Speech Solutions for Media Makers

With speed-reading subtitles, the words are impressed upon the brain, producing greater emotion and reaction than with standard subtitles.

For decades, the media industry has suffered under the yoke of the overwhelming cost of media translations through redubbing voices, lip syncing, and other human voice translations. The mountains of media produced each year have for the most part been unilingual, available in only one language. Those that are translated are generally limited to major motion pictures, and then only in a few languages.

The term media covers a massive scope of visual and audio materials from corporate promotional videos and training to cartoons, documentaries, dramas, business podcasts, Flash, and streaming live events. The cost of translation for a media half hour varies from $6,000 per language for corporate to $25,000-plus per language for television.

Today's headache for media creators is how to monetize media distribution over the Internet. One of the strongest contenders for monetization is media globalization, where users pay per view or per subscription in order to view in foreign languages. The speech industry holds the key to one of the main avenues of media globalization: enabling mass translation of content while dramatically lowering costs.

Media Translation Through Speech Products

The first dramatic change speech products bring to the scene is the ability to generate automated subtitles. When a narration track without music and effects is run through speech recognition, automated subtitles in the original media language can be created and stored. These are run through automated machine translation software to produce a generally understandable conversion from one language to another. If desired, these "generally understandable" subtitle translations can be improved in online interfaces.

The past major detractor of subtitles has been the need to read one or two lines of content displayed below the image, forcing viewers to spend 90 percent of their time reading the bottom of the screen. A new text subtitle solution, speed-reading subtitles, may be the perfect companion for automated speech-to-text.

Speed-reading Subtitles

Speed-reading subtitles morph the concept of subtitles from two long lines constantly at the bottom of a screen into a real-time adventure in speed-reading. Words flash onto the screen and into the mind. The words are then read, felt, and understood easier and better than with traditional reading methods. Speed-reading subtitles flash upon the screen and disappear immediately so that the reader continues to stare directly at the main image, rather than at the bottom of the screen. The words are impressed upon the brain, producing more emotion and reaction to written text than the traditional reading method.

The ideal subtitles for the Web are "overlays," text superimposed by the online video subtitle player at runtime. These overlays function on desktops, laptops, tablets, and smartphones. With overlays, one single media will be available in 200 languages and dialects, with the language selection available through a changeable dropdown menu.

Older Web subtitles were burned directly onto the media, so for 10 languages, 10 copies of the media were required. Cost to "burn in" varied, but was generally around $750 per language per half hour of media. The overlay approach offers users a wider variety of languages, eliminates storage issues, and removes burn-in costs. Overlays can be updated or modified at any time and go live instantly; the burned-in approach costs at least $1,000 per half hour to correct or change.

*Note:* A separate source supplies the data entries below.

PR #31699, opened 2026-06-20
BUG: fix out array leak in reduceat and accumulate when dtype resolution fails

### LINKED ISSUE #31691: BUG: out reference leak in PyUFunc_Accumulate and PyUFunc_Reduceat on type resolution failure
## Bug Description

In both `PyUFunc_Accumulate` and `PyUFunc_Reduceat`, the `out` argument is INCREF'd early in the function, but when `reducelike_promote_and_resolve` fails immediately after, the code does `return NULL` directly — bypassing the `fail` label where `Py_XDECREF(out)` is located. This leaks the reference to `out`.

## Location

1. `numpy/_core/src/umath/ufunc_object.c`, `PyUFunc_Accumulate`, lines ~2745-2753
2. `numpy/_core/src/umath/ufunc_object.c`, `PyUFunc_Reduceat`, lines ~3168-3176

## Code

Both functions follow the same pattern:

```c
/* Take a reference to out for later returning */
Py_XINCREF(out);                          // line ~2745 / ~3168

PyArray_Descr *descrs[3];
PyArrayMethodObject *ufuncimpl = reducelike_promote_and_resolve(ufunc,
        arr, out, signature, NPY_TRUE, descrs, NPY_UNSAFE_CASTING,
        "accumulate");                     // or "reduceat"
if (ufuncimpl == NULL) {
    return NULL;                           // BUG: out's INCREF never balanced
}
```

Further down the function, the `fail:` label correctly does `Py_XDECREF(out)`, but the early `return NULL` bypasses it.

## Impact

Every time `accumulate()` or `reduceat()` is called with an `out` argument and type resolution fails (e.g., incompatible dtypes), the `out` array leaks a reference. Over repeated calls, this prevents the array from being garbage collected.

## Suggested Fix

Change `return NULL` to `goto fail` in both locations:

```c
if (ufuncimpl == NULL) {
    goto fail;
}
```

This ensures the `fail` label's cleanup runs, which includes `Py_XDECREF(out)`.

## Environment

- NumPy: current main branch
- Affected: `numpy.ufunc.accumulate()` and `numpy.ufunc.reduceat()` with `out` argument on type resolution failure

ikrommyd:
Closes https://github.com/numpy/numpy/issues/31691

### PR summary
In both of those cases `out` reference count is incremented before `reducelike_promote_and_resolve` is called but if the dtype resolution fails, it's not decremented. One can see it with a snippet like the following:
```python
>>> import sys, numpy as np
... arr = np.arange(3)
... out = np.empty(3, dtype="U5")
...
... before = sys.getrefcount(out)
... for _ in range(10000):
...     try:
...         np.add.accumulate(arr, out=out)
...     except Exception:
...         pass
... print(sys.getrefcount(out) - before)
...
10000 # with the fix, we get 0 here
```
Let me know if you think the above should be added as a test. I found it a trivial fix and not worthy of a specialized test personally.

N/A

#### AI Disclosure
No AI

### DIFF
--- a/numpy/_core/src/umath/ufunc_object.c
+++ b/numpy/_core/src/umath/ufunc_object.c
@@ -2749,6 +2749,7 @@ PyUFunc_Accumulate(PyUFuncObject *ufunc, PyArrayObject *arr, PyArrayObject *out,
             arr, out, signature, NPY_TRUE, descrs, NPY_UNSAFE_CASTING,
             "accumulate");
     if (ufuncimpl == NULL) {
+        Py_XDECREF(out);
         return NULL;
     }
 
@@ -3172,6 +3173,7 @@ PyUFunc_Reduceat(PyUFuncObject *ufunc, PyArrayObject *arr, PyArrayObject *ind,
             arr, out, signature, NPY_TRUE, descrs, NPY_UNSAFE_CASTING,
             "reduceat");
     if (ufuncimpl == NULL) {
+        Py_XDECREF(out);
         return NULL;
     }
 
--- a/numpy/_core/tests/test_ufunc.py
+++ b/numpy/_core/tests/test_ufunc.py
@@ -2733,6 +2733,18 @@ class TestUfunc:
         with pytest.raises(ValueError, match="(shape|size)"):
             np.add.accumulate(arr, out=out)
 
+    def test_reduceat_and_accumulate_out_dtype_resolution_failure(self):
+        # gh-31691: the out= error path leaked a reference to out when the
+        # ufunc dtype resolution failed (no matching loop for the out dtype).
+        arr = np.arange(3)
+        out = np.empty(3, dtype="U5")  # no add loop resolves to this
+
+        with pytest.raises(np._core._exceptions._UFuncNoLoopError):
+            np.add.reduceat(arr, [0, 1, 2], out=out)
+
+        with pytest.raises(np._core._exceptions._UFuncNoLoopError):
+            np.add.accumulate(arr, out=out)
+
     @pytest.mark.parametrize('out_shape',
                              [(), (1,), (3,), (1, 1), (1, 3), (4, 3)])
     @pytest.mark.parametrize('keepdims', [True, False])


MaanasArora (approved):
Thanks, LGTM! (All other returns goto `fail` or `finish`.)

Pretty sure we don't need a test for this as well!

ikrommyd:
Yeah what one can do is also `PyArray_Descr *descrs[3] = {NULL, NULL, NULL};` and `goto fail;` but that breaks the pattern that everywhere else in this file the descriptor array is left uninitialized before passed to the dtype resolver so I liked the current pattern more.

MaanasArora:
The descriptor array is set up for the ufunc branch, so I agree, this seems more natural!

seberg:
I agree we shouldn't be too strict about tests here, but it should be pretty easy to write one that hits this, right?
(I wouldn't worry about actually testing for the refcount leak, I guess for strings it may even get tested by the leak sanitizer/etc.  Mainly ensure we have coverage.)

But if not agreed, we can also just put it in (and I will in a bit).  This bug leak looks very theoretical (i.e. not going to happen in production code).

seberg (approved):

ikrommyd:
Sorry but I didn't understand what you meant with your comment here. The first sentence feels like is being contradicted by "I wouldn't worry about actually testing for the refcount leak" to me. What would you want to test here? The ref count is the leak no? Are you talking about a test that would just be caught by a sanitizer instead of asserting on the actual ref count number? I feel like the snippet in the PR description would be the test.

seberg:
I guess I would prefer to be sure to cover the error path at least.  Testing for the leak is nice, but I am more willing to ignore it (but if you test with strings failing here, then we should already be testing for leaks implicitly).

(But yes, I am only saying that because I don't want us to slip too casually into the "hard to test, let's skip it" territory.)

MaanasArora:
There are a few different bugs related to this, but this one seems only about the leak right @seberg? There doesn't seem to be any other failure to detect...

seberg:
Sorry, yeah, I should have looked closer.  Any test that covers `out=` and fails would work (it doesn't have to check refcounts explicitly).
But also yeah, we do have few but real tests _without_ `out=` passed in.

Anyway, if you add one I am happy, if not I'll put it in tomorrow.

ikrommyd:
LMK if what I added is what you had in mind. Indeed I wouldn't assert on the ref count either cause I think I've had cases in the past where a change in python version causes ref count assertions to fail in tests.

Edit: the linting failure is not in code I'm touching here? What?

seberg (approved):
Thanks, sorry for being obnoxious about adding tests :).

The lint failure, I'll ignore it: Not quite sure but the cython lint may be running process wide and maybe they had a release or so?  (We'll have to fix it if it shows up generally, though.)

ikrommyd:
https://github.com/numpy/numpy/pull/31711 I think Joren's on it.

ikrommyd:
@seberg since you added the backport candidate label in https://github.com/numpy/numpy/pull/31731, I guess it can go here too no?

Combining speech recognition's ability to create original language subtitles with automatic translation into speed-reading subtitles will offer media creators the potential to take their media into dozens of languages at low cost. With speed-reading, subtitles also become a more viable option for advertising and marketing pieces.

Company Web sites will become living, breathing media over the next few years. The static pages we now click to go to the next page will navigate via spoken word, and the static text will become a moving artistic sharing of short blips of information supported by voice (including TTS). This morphing will turn company Web sites into Internet media ripe for implementation of these new speech-to-text subtitle experiences whose purpose is attracting potential buyers for company products from around the world.

Sue Ellen Reager is CEO of @International Services, a language and software solutions company that performs translation, voice recording, and global system testing for speech and DTMF applications as well as media localization.